There is a mysterious duality functor. We define $A^\vee = Hom_R(A, R)$. We know $A$ is a left R-mod. This has used up all things we can put on $A$. But we can act on $R$ from the right. Given a function $f \in Hom(A, R)$, we can act on it by an element $r \in R$. By $(rf)(a)= r(f(a))$, but this is equal to $f(ra)$. However, this $(rf)$ is no longer a left R-morphism, since for any $s \in R$, we need $s(rf)(a) = (rf)(sa)$, which is saying $sr=rs$. Not always true!

The better way is to act on the right, using $(fr) (a) := (f(a))r$. This ways, when we check $s(fr)(a) = (fr)(sa)$, we just need to unpack both side as $s f(a) r = f(sa) r $.

About $A$ as an $End(A)$-mod, is it a left or right $E$-mod? By default, when given two endomorphism $f_1$, $f_2$, we compose $f_1 f_2$ means we apply $f_2$ first, so that is $(f_1 f_2)(a) = f_1(f_2(a))$. Unless the definition of composition is defined differently. And, so $Hom_R(A, M)$ is a right $E$-mod, because given any $\phi \in Hom_R(A,M)$, we can define $(\phi f)(a) = \phi(f(a))$, this commute with $R$-action, indeed, $r(\phi f)(a) = r \phi(f(a)) = \phi( r (f(a)) = \phi(f(ra)) $. So, in general, $Hom(A,B)$ is a $(End(B),End(A))$ bimodule.

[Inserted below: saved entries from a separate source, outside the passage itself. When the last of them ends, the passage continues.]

PR #10414, opened 2024-10-25
[docs-only] Update "added services table per release"

mmattel:
Updates the table reflecting the servcies added/removed per release. Note, the comment is by design not printed.

Rendered locally via `make -C docs docs-serve` runs fine.


docs/services/general-info/added-services.md
```diff
@@ -13,49 +13,51 @@ have been added per release.
 
 ## Added Services
 
-The following table gives an overview about releases and their services.
+The following table gives an overview about releases and their services. Note that v6.x were rolling releases only and not mentioned therefore. Any changes from v6.x got incorporated in v7.
```
phil-davis, line 16:
```suggestion
The following table gives an overview about releases and their services. Note that v6.x were rolling releases only and not mentioned therefore. Any changes from v6.x were incorporated in v7.
```

IMO "were" is a nicer-sounding way to say this than "got".

phil-davis (approved):

Issue #10410, opened 2024-10-24
ocm example in ocis


ScharfViktor:
The development team is working on ocm, but each uses a different method to run ocm. it would be nice to have an example like a https://github.com/owncloud/web/blob/master/docker-compose.yml in ocis repo

@micbar @kobergj should we create it?

mmattel:
Note that our `ocis_full` example is used in the admin docs also for production use.
In case, create an own example or one that does not break the current!

kobergj:
The approach to add it to the ocis_full example was rejected. We need a separate deployment example `ocis_ocm` which start to ocis instances including a weboffice (collabora) for each instance. Other `ocis_full` features can be dropped in this deployment. 

Use the closed PR above as a starting point.

micbar:
You can still use files from ocis full by pulling them together inside another folder inside another docker-compose.yml file. In that way you will still re use some stuff.

PR #10420, opened 2024-10-25
[draft] ocm add to the ocis-all

2403905:
## Description

The ocm added to the `ocis_full ` 

## Related Issue

https://github.com/owncloud/ocis/issues/10410

## How Has This Been Tested?

- test environment:
- test case 1:
- test case 2:
- ...

## Types of changes

- [ ] Technical debt

## Checklist:

- [ ] Code changes
- [ ] Unit tests added
- [ ] Acceptance tests added

### DIFF
--- a/deployments/examples/ocis_full/.env
+++ b/deployments/examples/ocis_full/.env
@@ -238,3 +238,14 @@ INBUCKET_DOMAIN=
 # ALL supplemental configs must be added here, whether commented or not.
 # Each var must either be empty or contain :path/file.yml
 COMPOSE_FILE=docker-compose.yml${OCIS:-}${TIKA:-}${S3NG:-}${S3NG_MINIO:-}${COLLABORA:-}${MONITORING:-}${IMPORTER:-}${CLAMAV:-}${ONLYOFFICE:-}${INBUCKET:-}${EXTENSIONS:-}${UNZIP:-}${DRAWIO:-}${JSONVIEWER:-}${PROGRESSBARS:-}${EXTERNALSITES:-}
+
+### OCM Settings ###
+# Note: the OCM configuration is optional and can be used to connect to an OCM instance. https://owncloud.dev/services/ocm/
+# There are several setting files that do not allow variables like ocm.providers.json, ocis.web.config.json, ocis.ocm.web.config.json
+# This files need to be configured manualy for the real valuse of the OCIS_OCM_DOMAIN and OCIS_DOMAIN
+# Domain of oCIS OCM instace, where you can find the frontend.
+# Defaults to "ocis.ocm.owncloud.test"
+OCIS_OCM_DOMAIN=
+# An eMail address that is used for sending Infinite Scale notification eMails
+# like "ocis notifications <noreply@yourdomain.com>".
+SMTP_SENDER=
--- a/deployments/examples/ocis_full/.env
+++ b/deployments/examples/ocis_full/.env
@@ -12,7 +12,7 @@ INSECURE=true
 # Note: Traefik is always enabled and can't be disabled.
 # Serve Traefik dashboard.
 # Defaults to "false".
-TRAEFIK_DASHBOARD=
+TRAEFIK_DASHBOARD=true
 # Domain of Traefik, where you can find the dashboard.
 # Defaults to "traefik.owncloud.test"
 TRAEFIK_DOMAIN=
--- a/deployments/examples/ocis_full/collabora-ocm.yml
+++ b/deployments/examples/ocis_full/collabora-ocm.yml
@@ -1,0 +1,82 @@
+---
+services:
+  traefik:
+    networks:
+      ocis-ocm-net:
+        aliases:
+          - ${COLLABORA_OCM_DOMAIN:-collabora.ocm.owncloud.test}
+          - ${WOPISERVER_OCM_DOMAIN:-wopiserver.ocm.owncloud.test}
+  ocis-ocm:
+    environment:
+      # make collabora the secure view app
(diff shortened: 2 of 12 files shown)


deployments/examples/ocis_full/ocis-ocm.yml
```diff
@@ -0,0 +1,97 @@
+---
+services:
+  traefik:
+    networks:
+      ocis-net:
+        aliases:
+          - ${OCIS_FR_DOMAIN:-federated.ocis.owncloud.test}
```
mmattel, line 7: Note that for `OCIS_FR_DOMAIN`, there is no `.env` equivalent to be set.

2403905:
@JammingBen  https://github.com/owncloud/web/blob/master/config/config.json.dist
Can `WEB_UI_CONFIG_FILE` be in yaml format or json only?

JammingBen:
AFAIK it's json only.

deployments/examples/ocis_full/.env
```diff
@@ -223,3 +223,14 @@ INBUCKET_DOMAIN=
 # ALL supplemental configs must be added here, whether commented or not.
 # Each var must either be empty or contain :path/file.yml
 COMPOSE_FILE=docker-compose.yml${OCIS:-}${TIKA:-}${S3NG:-}${S3NG_MINIO:-}${COLLABORA:-}${MONITORING:-}${IMPORTER:-}${CLAMAV:-}${ONLYOFFICE:-}${INBUCKET:-}${EXTENSIONS:-}${UNZIP:-}${DRAWIO:-}${JSONVIEWER:-}${PROGRESSBARS:-}${EXTERNALSITES:-}
+
+### OCM Settings ###
+# Note: the OCM configuration is optional and can be used to connect to an OCM instance. https://owncloud.dev/services/ocm/
```
mmattel, line 228:
```suggestion
# Note: the OCM configuration is optional and can be used to connect to an OCM instance. https://doc.owncloud.com/ocis/next/deployment/services/s-list/ocm.html
```
We use the `ocis_full` example in the admin docs and should reference therefore to it to avoid confusion.

deployments/examples/ocis_full/.env
```diff
@@ -223,3 +223,14 @@ INBUCKET_DOMAIN=
...
+# There are several setting files that do not allow variables like ocm.providers.json, ocis.web.config.json, ocis.ocm.web.config.json
+# This files need to be configured manualy for the real valuse of the OCIS_OCM_DOMAIN and OCIS_DOMAIN
```
mmattel, line 230:
```suggestion
# These files need to be configured manualy for the real values set in OCIS_DOMAIN and OCIS_OCM_DOMAIN
```

deployments/examples/ocis_full/.env
```diff
@@ -223,3 +223,14 @@ INBUCKET_DOMAIN=
...
+# Domain of oCIS OCM instace, where you can find the frontend.
```
mmattel, line 231:
```suggestion
```

amrita-shrestha:
I am confused about oCIS instance serve at `ocis.ocm.owncloud.test` don't we need to change ` --o:net.frame_ancestors=${OCIS_DOMAIN:-ocis.owncloud.test}` code at collabora service

2403905:
> I am confused about oCIS instance serve at `ocis.ocm.owncloud.test` don't we need to change ` --o:net.frame_ancestors=${OCIS_DOMAIN:-ocis.owncloud.test}` code at collabora service and `MICRO_REGISTRY_ADDRESS: "ocis:9233"` code at collaboration service

@amrita-shrestha Good point. The ocm instance should be pointed to its own collaboration service.
This example should be improved

mmattel:
@2403905 
We should consider making `image: collabora/code:24.04.5.1.1` using a .env variable for the version. Same as we do for ocis (OCIS_DOCKER_TAG). We now have two places where collabora is used and I think that would ease maintenance and avoids possible causes of errors.

2403905:
@amrita-shrestha I hurried up to say that works. The ocm documents aren't able to be opened by the office properly.
I set the level draft.

deployments/examples/ocis_full/collabora-ocm.yml
```diff
@@ -0,0 +1,83 @@
...
+    environment:
+      # make collabora the secure view app
+      FRONTEND_APP_HANDLER_SECURE_VIEW_APP_ADDR: com.owncloud.api.collaboration.Collabora
+
+  collaboration-ocm:
+    image: ${OCIS_DOCKER_IMAGE:-owncloud/ocis}:${OCIS_DOCKER_TAG:-latest}
+    networks:
+      ocis-ocm-net:
+    depends_on:
+      ocis:
```
amrita-shrestha, line 19: isn't it 
```suggestion
      ocis-ocm:
```

micbar:
@2403905 @mmattel What is the purpose of that inside the ocis_full example.

My understanding of the scope should be a little bit different:

1. Ocis_full is meant to setup ocis remotely, mainly for production
2. If you want federation, you will use ocis on two remote servers

That brings me to the conclusion, that we should not setup OCM on the same machine.

micbar:
@2403905 Sorry to say that, but I think we should not continue in that direction.

What you are doing is: Two ocis instances in one docker compose.

That is not what you would do in production. 

In production, you would use the `ocis_full` on two different servers.

mmattel:
I made my thoughts about this PR.
Proposing we should close it...

The basic question/requirement is, can we make it happen to have more than one instance of ocis running on the same server. But each in a way that it does not interfere with the others. kind of multi homing on the same physical server with fully independent setups.

ocis_full can be a starting point, but needs an in depth discussion with pros, cons and a strategy upfront. We may end up that this is not possible and we have to stick with one server per instance setup.

PR #7, opened 2014-07-29
Make ParserUtil Timeouts configurable

swoker:


schildbach:
The static ParserUtils class is now migrated into HttpClient instances. So we could configure timeouts as proper instance variables, if this is still wanted/needed. If so, feel free to open a new PR, rebased to current master.

PR #24, opened 2015-02-01
Navitia: Fix queryTrips and query context builder.

### LINKED ISSUE #18: ParisProvider: queryTrips returns only 1 trip
I queried a couple of trips and there's usually only one trip returned while all the other providers return at least 3 trips.

Also, querying for earlier or later trips does not work for me, at least not the same way it does for other providers.

This is probably for @aelkhour.

aelkhour:
This should fix #18


schildbach:
Merged.

PR #30, opened 2015-02-25
Navitia: Fix Location type handling in queryNearbyLocations.

### LINKED ISSUE #26: Navitia: queryNearbyLocations requires location.isIdentified()
@aelkhour In [AbstractNavitiaProvider.java:763](https://github.com/schildbach/public-transport-enabler/blob/master/enabler/src/de/schildbach/pte/AbstractNavitiaProvider.java#L763) you are using location.isIdentified() instead of location.hasLocation() which breaks querying for locations with LocationType.ANY that only have GPS coordinates.

Other AbstractProviders use location.hasLocation() as well, so I suggest using this here, too. But @schildbach would know that better than me.

aelkhour:
This should fix #26


schildbach:
Merged, thanks.

PR #32, opened 2015-03-13
More bugfixes for VRS Provider

mdyrna:
I found and fixed another two bugs:
* Product filter for CABLECAR generated syntactically incorrect web API call, which lead to an unhandled JSON error code and Öffi crash.
* Query for earlier trips returned trips much too early because arrival limit was not set to earliest previous trip arrival but earliest previous segment arrival.

Please pull before merging to your master branch.


schildbach:
Thanks! I merged this to my provider-vrs branch.

PR #34, opened 2015-03-18
Bugfixes and Improvements

mdyrna:
* empty polygon in queryTrips API result caused NumberFormatException
* queryNearbyLocations passed swapped latitude and longitude to web API
* added styles for several Cologne bus lines (by far not all)


schildbach:
Thanks! I merged the queryNearbyLocations fix and bus line styles.

As for the rest of the PR, there are two @Nullable errors. You'll probably need to configure your JSR305 annotations so you can see the errors.

In future, can you separate different bugfixes or features at least by using separate commits? (You could even use separate PRs but for now that's up to you.)

mdyrna:
The two @Nullable errors are fixed now although they were "only" in the test class.

schildbach:
I merged the rest of the PR, after changing usage of the deprecated Date constructor to using Iso8601Format.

So, what should I say, $Hom(A, -)$, because $A$ is compact, preserves both colimit and limit. So, there are two adjoints $Mod-End(A)$ back to $R-mod$. This is like $i^*$, for a closed guy. There is the $- \otimes_E A$ (since $R$-action commute with $E$-action on $A$, so we have a left $R$-mod). There is the $Hom_{mod-E}(A^\vee, -)$, where $A^\vee$ is a right $R$-mod, so dualize, we get a left $R$-mod.

So, what is a $mod-E$? suppose $E$ is this cdga, $A \oplus A[-1]$. How to compute $Hom_E(A,A)$? We may compute free resolution of $A$, by $$ \cdots E[-2] \to E[-1] \to E \to A \to 0 $$ Then, when we hom this free resolution to $A$, we get back $A \oplus A \oplus A \cdots $. Somehow, this infinty should be a projective limit, we should map out of a colimit, and if we truncate the resolution, it should map to the longer resolution. So, function on a fatter point (meaning longer resolution), maps to function on a smaller point. That's why we end up with the completion. $\C[[x] ]$.

Now, What is $A^\vee = Hom(A, R)$? It is somehow $A$ shifted up by $1$.